This example fits the MPG_CITY variable as a function of the WEIGHT variable for vehicles in the Sashelp.Cars data set. The data and a scatter plot smoother are shown in the adjacent graph. (To produce the graph, the following statements sort the data, but that is not required.) The smoother is based on a restricted spline basis with five knots. Notice that the SELECTION=NONE option in the MODEL statement turns off the variable selection features of PROC GLMSELECT, which makes the procedure fit one model just like PROC GLM.

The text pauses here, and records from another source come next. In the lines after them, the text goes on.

PR #643, opened 2022-03-02
Integration of Linking Relation Editor

domi4484:


signedav (approved):

signedav:
Still let them test first...

signedav:
And maybe it would make sense model baker uses it already?

domi4484:
> And maybe it would make sense model baker uses it already?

/* create sample data; sort by independent variable for graphing */
proc sort data=sashelp.cars   
          out=cars(keep=mpg_city weight model);
by weight;
run;
 
/* Fit data by using restricted cubic splines.
   The EFFECT statement is supported by many procedures:
   GLIMMIX, GLMSELECT, LOGISTIC, PHREG, PLS, QUANTREG, ROBUSTREG, ... */
ods select ANOVA ParameterEstimates SplineKnots;
proc glmselect data=cars;
  effect spl = spline(weight / details naturalcubic basis=tpf(noint)                 
                               knotmethod=percentiles(5) );
   model mpg_city = spl / selection=none;         /* fit model by using spline effects */
   output out=SplineOut predicted=Fit;            /* output predicted values for graphing */
quit;
 
title "Restricted Cubic Spline Regression";
proc sgplot data=SplineOut noautolegend;
   scatter x=weight y=mpg_city;
   series x=weight y=Fit / lineattrs=(thickness=3 color=red);
run;

The EFFECT statement with the SPLINE option is used to generate spline effects from the WEIGHT variable. The effects are assigned the collective name 'spl'. Putting 'spl' on the MODEL statement says "use the spline effects that I created." You can specify multiple EFFECT statements. Spline effects depend on three quantities: the kind of spline, the number of knots, and the placement of the knots.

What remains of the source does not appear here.